The Brazilian billionaire who won the government in the election for the Petrobras board of directors is a recluse, considered a conservative investor and likes to say that company owners have to be part of the collegiate that defines their course.
Listed by Forbes magazine as the 18th largest fortune in Brazil, João José Abdalla Filho, 76, is called “Brazil’s most unknown billionaire”. He does not usually attend social columns, public events and does not give interviews.
He owns Banco Clássico and has an estimated net worth of US$ 2.8 billion (approximately R$ 13 billion, at current prices), the result of the investment of funds inherited from his father, the São Paulo industrialist José João Abdalla, who died in 1988. .
Known as Juca Abdalla, the billionaire won two seats on the Petrobras board of directors two weeks ago, advancing over a vacancy traditionally occupied by federal nominees.
He himself will occupy one of them. Banco Clássico, one of the largest individual shareholders of the state-owned company, also approved the appointment of lawyer Marcelo Gasparino, who usually represents Abdalla on company boards.
The banker’s advance is the target of criticism from unions, who see in the move a reinforcement in the defense for the privatization of the company, already defended by President Jair Bolsonaro (PL) and by the Minister of Economy, Paulo Guedes.
Banco Clássico is a major shareholder in some of the largest Brazilian companies, such as Petrobras, Vale, Eletrobras and Cemig, and uses the weight of its stakes to ensure a voice on the companies’ boards of directors.
It also has relevant stakes in private companies such as the electric company Engie and the gas distributor Naturgy, generally companies that operate with concessions regulated by the federal and state governments.
Its investment strategy is seen by the market as conservative and long-term, with a preference for companies guaranteed by governments, which are less likely to fail.

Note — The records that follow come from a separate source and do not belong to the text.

PR #325, opened 2026-07-09
fix(device-mode): apply event filtering for late-subscribing plugins

vgupta98:
## Description

Client-side event filtering (deny/allow lists) for device-mode destinations silently stopped working on a **warm launch when the dashboard config was unchanged since the last run** — which is the common case for essentially every app launch after the first install. Denied events were forwarded to the destination anyway.

This is deterministic, not flaky, and the same underlying flaw left a latent risk in destination initialization (`IntegrationsManagementPlugin`), which happened to win the same timing "race" in practice.

**Root cause:** `EventFilteringPlugin` and `IntegrationsManagementPlugin` observed `sourceConfigState` via `dropInitialState()` (`drop(1)`), which skips the first emission **positionally**. That is only correct when the collector subscribes *before* the first real value is published. But a device-mode integration is added by app code **after** the `Analytics` constructor has already dispatched the **cached** source config, so the plugin subscribes late, its first observed value is the *real* cached config, and `drop(1)` discards it. The subsequent network refresh is identical, so `StateFlow` de-dupes it, and the deny list is never applied.

- Cold launch: works (seed is dropped; network arrives after subscribe).
- Warm launch, config changed: works (distinct network emission after subscribe).
- Warm launch, config unchanged: silently leaks. ← the bug.

The positional `dropInitialState()` was introduced in #143 and applied uniformly to all `sourceConfigState` consumers, without accounting for late subscribers.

Abdalla did not want to speak with the Sheet. His lawyer, Leonardo Antonelli, confirms the perception. “He’s not a market speculator,” he says. Its bet on state-owned companies would be explained by the possibility of unlocking value with better governance or even privatization.
The banker likes to repeat that the “owner” of a company has to be part of its board of directors. The election at Petrobras, says Antonelli, “is a strategy in line with his thinking and which is proving to be effective in defending the best interests of shareholders and in monitoring governance.”
At the meeting held on the 13th, private shareholders won 4 of the 11 seats on the collegiate—six were appointed by the Union and one belongs to a workers’ representative. It is the composition with the smallest number of representatives of the controlling shareholder.
The advance had already been tried, unsuccessfully, in 2021. This time, Abdalla managed to change the voting model so that shareholders could vote individually for candidates and not on a previously established ticket.
With the weight of its shares and the support of other investors, Banco Clássico doubled its participation in the collegiate. For Antonelli, the support of other shareholders “demonstrates the confidence of investors, especially foreigners, in the work that has been developed in recent years”.
Abdalla was already a counselor at Cemig, but he had not yet occupied the collegiate body of one of the two state-owned companies in the Union in which he has a relevant participation. At Eletrobras, the Clássico bank is represented by Gasparino, who is also a board member at Vale.
Focusing on the management of Abdalla’s resources, Banco Clássico had assets of BRL 14.5 billion at the end of the third quarter of 2021, according to the most recent data from the Central Bank. In that period, it recorded a profit of R$ 80.4 million.
The funds that started the bank were generated by his father’s conglomerate of companies, known as JJ Abdalla, in the fields of cement, metallurgy, weaving and sugar cane, among others.
And fattened by the expropriation of land where the Villa Lobos Park is now located, in São Paulo. It was the largest indemnity paid so far for the expropriation of land, worth R$ 2.5 billion, in a highly questioned process at the time.
JJ Abdalla had a career in politics and was the target of around 500 lawsuits, according to a report by the Center for Research and Documentation of Contemporary History of Brazil at FGV (Fundação Getúlio Vargas).
He was arrested twice between the late 1960s and early 1970s for violating labor laws.
Abdalla Filho also tried to get into politics, running as a candidate for deputy senator for Roraima in 2006. At the time, he declared that he had a net worth of R$379,200, the equivalent of R$920,200 today.
His trajectory also has problems in justice: in 2019, he was denounced by the Federal Public Ministry for tax evasion and in 2020, for passive corruption and embezzlement, in case of bribes to a judge for the release of precatories.
Both cases are still pending in court.